*GIVEN DATA:*
PR #836, opened 2026-02-17
source: add ecr-credential-helper-shim

sky1122:
**Issue number:**

Closes #

**Description of changes:**
This is part of the changes to enable `notation` in `fips140=only` mode.
Introduce ecr-credential-helper-shim, a Rust binary that downgrades GODEBUG from fips140=only to fips140=on before exec'ing the Go-based ecr-credential-helper, since the Go ECR credential helper does not support fips140=only mode.

**Testing done:**
- build ecs-3-fips and ecs-3 variants imaging signing test pass.
```
== when pulling public.ecr.aws/o7o0w6s5/public-alpine-clone:latest ==
Digest: sha256:85f2b723e106c34644cd5851d7e81ee87da98ac54672b29947c052a45d31dc2f
Status: Downloaded newer image for public.ecr.aws/o7o0w6s5/public-alpine-clone:latest
public.ecr.aws/o7o0w6s5/public-alpine-clone:latest
=======================

Waiter CommandExecuted failed: Waiter encountered a terminal failure state: For expression "Status" we matched expected path: "Failed"
== when pulling hello-world ==
Using default tag: latest
Error response from daemon: image verifier bindir blocked pull of docker.io/library/hello-world:latest with digest sha256:ef54e839ef541993b4e87f25e752f7cf4238fa55f017957c2eb44077083d7a6a for reason: verifier notation-image-verifier rejected image (exit code 1): verifying image: docker.io/library/hello-world@sha256:ef54e839ef541993b4e87f25e752f7cf4238fa55f017957c2eb44077083d7a6a
image verification failed: Error: signature verification failed: no signature is associated with "docker.io/library/hello-world@sha256:ef54e839ef541993b4e87f25e752f7cf4238fa55f017957c2eb44077083d7a6a", make sure the artifact was signed successfully
=======================

Waiter CommandExecuted failed: Waiter encountered a terminal failure state: For expression "Status" we matched expected path: "Failed"
== when pulling public.ecr.aws/o7o0w6s5/public-nginx-clone:latest ==
Error response from daemon: image verifier bindir blocked pull of public.ecr.aws/o7o0w6s5/public-nginx-clone:latest with digest sha256:bd1578eec775d0b28fd7f664b182b7e1fb75f1dd09f92d865dababe8525dfe8b for reason: verifier notation-image-verifier rejected image (exit code 1): verifying image: public.ecr.aws/o7o0w6s5/public-nginx-clone@sha256:bd1578eec775d0b28fd7f664b182b7e1fb75f1dd09f92d865dababe8525dfe8b
image verification failed: Error: signature verification failed for all the signatures associated with public.ecr.aws/o7o0w6s5/public-nginx-clone@sha256:bd1578eec775d0b28fd7f664b182b7e1fb75f1dd09f92d865dababe8525dfe8b
```

**Terms of contribution:**

### DIFF
--- a/packages/ecr-credential-helper-shim/Cargo.toml
+++ b/packages/ecr-credential-helper-shim/Cargo.toml
@@ -1,0 +1,15 @@
+[package]
+name = "ecr-credential-helper-shim"
+version = "0.1.0"
+edition = "2021"
+publish = false
+build = "../build.rs"
+
+[package.metadata.build-package]
+source-groups = [ "ecr-credential-helper-shim" ]
+
+[lib]
+path = "../packages.rs"
+
+[build-dependencies]
+glibc = { path = "../glibc" }
--- a/sources/ecr-credential-helper-shim/src/main.rs
+++ b/sources/ecr-credential-helper-shim/src/main.rs
@@ -1,0 +1,21 @@
+use std::env;
+use std::process::{self, Command};
+
+fn main() {
+    let godebug = env::var("GODEBUG")
+        .unwrap_or_default()
+        .replace("fips140=only", "fips140=on");
+
+    let status = Command::new("/usr/libexec/docker-credential-ecr-login")
+        .args(env::args().skip(1))
+        .env("GODEBUG", &godebug)
+        .status();
+
+    match status {
+        Ok(s) => process::exit(s.code().unwrap_or(1)),
+        Err(err) => {
+            eprintln!("Failed to exec /usr/libexec/docker-credential-ecr-login: {err}");
+            process::exit(1);
+        }
+    }
+}
--- a/sources/notation-image-verifier/main.go
+++ b/sources/notation-image-verifier/main.go
@@ -64,6 +64,7 @@ func main() {
 	// Bottlerocket does not have a $HOME set by default and notation expect to find
 	// credentials from the ecr-credential-helper here.
 	os.Setenv("HOME", "/root")
+	os.Setenv("GODEBUG", "fips140=on")
 
 	cmd := exec.Command("notation", "verify", imageRef)
 	output, err := cmd.CombinedOutput()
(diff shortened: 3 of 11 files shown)


sources/ecr-credential-helper-shim/src/main.rs
```diff
@@ -0,0 +1,21 @@
...
+
+fn main() {
+    let godebug = env::var("GODEBUG")
+        .unwrap_or_default()
+        .replace("fips140=only", "fips140=on");
+
+    let status = Command::new("/usr/libexec/docker-credential-ecr-login")
+        .args(env::args().skip(1))
+        .env("GODEBUG", &godebug)
+        .status();
```
arnaldo2792, line 12: Rather than executing the call of the helper in a separate process (fork), you should `exec` the call instead:

https://www.man7.org/linux/man-pages/man3/exec.3.html

So that you don't have to capture the status, and you don't have to worry about handling STDOUT/STDERR in case they require special handling by whatever is calling your shim.

sources/notation-image-verifier/main.go
```diff
@@ -64,6 +64,7 @@ func main() {
 	// Bottlerocket does not have a $HOME set by default and notation expect to find
 	// credentials from the ecr-credential-helper here.
 	os.Setenv("HOME", "/root")
+	os.Setenv("GODEBUG", "fips140=on")
```
arnaldo2792, line 67: Will notation  break if `fips140=only`? Or did you do this to guarantee that the `notation` process that calls your shim also enforces `fips140=on`? If the only thing that breaks is the ECR helper, this shouldn't be needed.

packages/ecr-credential-helper-shim/Cargo.toml
```diff
@@ -0,0 +1,15 @@
+[package]
```
arnaldo2792, line 1: Can you clarify why a new package rather than using the OS package?

sky1122:
Thanks for the review!!! That answer a lot of my questions and pros and cons. 
Close this PR in favor of https://github.com/awslabs/amazon-ecr-credential-helper/pull/1064

PR #837, opened 2026-02-17
Update Cargo.lock to bump the dependencies

ytsssun:
**Issue number:**
N/A

**Description of changes:**
Bump the Cargo.lock in sources to update the dependencies.

**Testing done:**
- AMI built.
- Launched a `aws-k8s-1.35` that joins the cluster. 
- Verified `pluto` and `cfsignal` components works:
```
bash-5.2# journalctl -u pluto
Feb 17 23:22:31 localhost systemd[1]: Starting Generate additional settings for Kubernetes...
Feb 17 23:22:31 localhost settings-committer[1568]: 23:22:31 [INFO] Committing settings.
Feb 17 23:22:31 localhost systemd[1]: Finished Generate additional settings for Kubernetes.
bash-5.2# journalctl -u cfsignal
Feb 17 23:22:32 localhost systemd[1]: Started Send signal to CloudFormation Stack.
Feb 17 23:22:35 ip-192-168-16-235.us-west-2.compute.internal cfsignal[1630]: 23:22:35 [INFO] System status is: running [0]
Feb 17 23:22:35 ip-192-168-16-235.us-west-2.compute.internal systemd[1]: cfsignal.service: Deactivated successfully.
bash-5.2#
```

**Terms of contribution:**

### DIFF
--- a/sources/Cargo.lock
+++ b/sources/Cargo.lock
@@ -59,7 +59,7 @@ dependencies = [
  "actix-macros",
  "actix-rt",
  "actix_derive",
- "bitflags 2.9.4",
+ "bitflags 2.11.0",
  "bytes",
  "crossbeam-channel",
  "futures-core",
@@ -81,7 +81,7 @@ version = "0.5.2"
 source = "registry+https://github.com/rust-lang/crates.io-index"
 checksum = "5f7b0a21988c1bf877cf4759ef5ddaac04c1c9fe808c9142ecb78ba97d97a28a"
 dependencies = [
- "bitflags 2.9.4",
+ "bitflags 2.11.0",
  "bytes",
  "futures-core",
  "futures-sink",
@@ -94,16 +94,16 @@ dependencies = [
 
 [[package]]
 name = "actix-http"
-version = "3.11.1"
+version = "3.11.2"
 source = "registry+https://github.com/rust-lang/crates.io-index"
-checksum = "44cceded2fb55f3c4b67068fa64962e2ca59614edc5b03167de9ff82ae803da0"
+checksum = "7926860314cbe2fb5d1f13731e387ab43bd32bca224e82e6e2db85de0a3dba49"
 dependencies = [
  "actix-codec",
  "actix-rt",
  "actix-service",
  "actix-utils",
- "base64 0.22.1",
- "bitflags 2.9.4",
+ "base64",
+ "bitflags 2.11.0",
  "bytes",
  "bytestring",
  "derive_more",
@@ -134,7 +134,7 @@ source = "registry+https://github.com/rust-lang/crates.io-index"
 checksum = "e01ed3140b2f8d422c68afa1ed2e85d996ea619c988ac834d255db32138655cb"
 dependencies = [
  "quote",
- "syn 2.0.106",
+ "syn 2.0.116",
 ]
 
 [[package]]
@@ -264,7 +264,7 @@ checksum = "b6ac1e58cded18cb28ddc17143c4dea5345b3ad575e14f32f66e4054a56eb271"
 dependencies = [
  "proc-macro2",
  "quote",
- "syn 2.0.106",
+ "syn 2.0.116",
 ]
 
 [[package]]
@@ -288,7 +288,7 @@ version = "0.7.8"
 source = "registry+https://github.com/rust-lang/crates.io-index"
 checksum = "891477e0c6a8957309ee5c45a6368af3ae14bb510732d2684ffa19af310920f9"
 dependencies = [
- "getrandom 0.2.16",
+ "getrandom 0.2.17",
  "once_cell",
  "version_check",
 ]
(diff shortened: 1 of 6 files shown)


ytsssun:
Force pushed changes to address clippy warning and license check failure.

sources/Cargo.lock
```diff
@@ -6792,11 +6810,13 @@ checksum = "06abde3611657adf66d383f00b093d7faecc7fa57071cce2578660c9f1010821"
 
 [[package]]
 name = "uuid"
-version = "1.18.1"
+version = "1.21.0"
```
jpculp: It looks like if you hold off on 1.21.0 and bump to 1.20.0 instead you can avoid pulling in a another version of `getrandom` and some other dependencies.

sources/api/pluto/src/aws.rs
```diff
@@ -25,7 +25,7 @@ pub(crate) async fn sdk_config(region: &str) -> SdkConfig {
         .imds_client(sdk_imds_client())
         .build()
         .await;
-    aws_config::defaults(BehaviorVersion::v2025_08_07())
+    aws_config::defaults(BehaviorVersion::v2026_01_12())
```
cbgbt, line 28: As far as I can tell, the big change here is that retries are enabled by default.

Do we need to re-consider any of our own outer retry loops when taking this?

In other wrods, I'm curious if this is actually meaningfully changing the semantic meaning of some of our API calls in here.

ytsssun:
Pinned `uuid` to 1.20.0 per @jpculp . This would avoid the duplicate version of `getrandom`. It also would avoid introduction of a few other crates.

sources/api/pluto/src/aws.rs
ytsssun: Good question, I think for `pluto` we have explicitly configured the retry behavior, so the default behavior will not have effect to it - https://github.com/bottlerocket-os/bottlerocket-core-kit/blob/develop/sources/api/pluto/src/aws.rs#L19-L21

For `cfsignal` it would be interesting, because we right now do not have any explicit retry config for the client - https://github.com/bottlerocket-os/bottlerocket-core-kit/blob/16f54fff16eed78e4ac45491ee174441a0fb7a59/sources/cfsignal/src/cloudformation.rs#L25-L28. 

`apiclient` is even more interesting - we are always using the Latest() https://github.com/bottlerocket-os/bottlerocket-core-kit/blob/16f54fff16eed78e4ac45491ee174441a0fb7a59/sources/api/apiclient/src/tls_resolvers.rs#L41-L45, so with any SDK bump, it just pick the newest one. 

This change is to address a warning from clippy for deprecated `BehaviorVersion`. To be safe, we can also suppress that with `#[allow(deprecated)]`. But then we might want to update `apiclient` with a specific version instead of using `Latest()`.

ytsssun:
Follow up on @cbgbt 's comment - I can confirm that we do not have any custom retry logic in `cfsignal` and `apiclient` where we make `aws` API calls via the rust sdk. This means the default retries introduced in `BehaviorVersion::v2026_01_12()` is purely beneficial and has no bad semantic meaning change of our API calls.

And `pluto` is not affected as we have configured retry_config() explicitly.

However, there is a finding out of this - we were using `BehaviorVersion::latest()` in `apiclient`, which we probably shouldn't. So I update the PR to pin the version there to `BehaviorVersion::v2026_01_12()`.

jpculp (approved):

sources/api/pluto/src/aws.rs
cbgbt: I think we should pin to a specific behavior version that isn't latest, that way we can reason about the new behavior whenever we make the switch in this code.

If it's possible, we should try to get clippy to deny the use of `latest()`. We do this for a few things in twoliter: https://github.com/bottlerocket-os/twoliter/blob/develop/clippy.toml

ytsssun: Yes, this PR would enforce that - https://github.com/bottlerocket-os/bottlerocket-core-kit/pull/839

ytsssun:
> Follow up on @cbgbt 's comment - I can confirm that we do not have any custom retry logic in `cfsignal` and `apiclient` where we make `aws` API calls via the rust sdk. This means the default retries introduced in `BehaviorVersion::v2026_01_12()` is purely beneficial and has no bad semantic meaning change of our API calls.
> 
> And `pluto` is not affected as we have configured retry_config() explicitly.
> 
> However, there is a finding out of this - we were using `BehaviorVersion::latest()` in `apiclient`, which we probably shouldn't. So I update the PR to pin the version there to `BehaviorVersion::v2026_01_12()`.

And I added separate PR(https://github.com/bottlerocket-os/bottlerocket-core-kit/pull/839) to forbid the use of `BehaviorVersion::latest()` as well per @cbgbt .

sources/api/pluto/src/aws.rs
cbgbt: Nice!

cbgbt (approved):

KCSesh (approved):

PR #851, opened 2026-03-04
fixes for the latest SDK

bcressey:
**Issue number:**
Related: bottlerocket-os/bottlerocket-sdk/pull/334, https://github.com/bottlerocket-os/bottlerocket-sdk/pull/332

**Description of changes:**
Enable minimal debuginfo for Rust crates and glibc.

~~Upgrade the minimum kernel version for glibc to 6.1, to match the new SDK requirement.~~

With symbols included, more binaries run afoul of the FIPS check. Remove the TLS feature from `shibaken`, which doesn't need to make TLS calls. Add a separate build job for crates that use `aws-lc-rs`, to avoid feature unification that would cause it to be used for more binaries.

**Testing done:**
Verified that the build succeeds with the newer SDK.

**Terms of contribution:**

### DIFF
--- a/packages/glibc/glibc.spec
+++ b/packages/glibc/glibc.spec
@@ -71,7 +71,7 @@ Requires: %{name}
 %autosetup -Sgit -n glibc-%{version} -p1
 
 %global glibc_configure %{shrink: \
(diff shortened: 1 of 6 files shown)


bcressey:
⬆️ force push drops the kernel version bump for glibc for now, to make it possible to merge this in advance of the new SDK.

vigh-m (approved):

arnaldo2792 (approved):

*DESCRIPTION OF THE TASK:* In the entries above, find each line with the word "mode" and show it.

*EXPECTED ANSWER:*
This is part of the changes to enable `notation` in `fips140=only` mode.
Introduce ecr-credential-helper-shim, a Rust binary that downgrades GODEBUG from fips140=only to fips140=on before exec'ing the Go-based ecr-credential-helper, since the Go ECR credential helper does not support fips140=only mode.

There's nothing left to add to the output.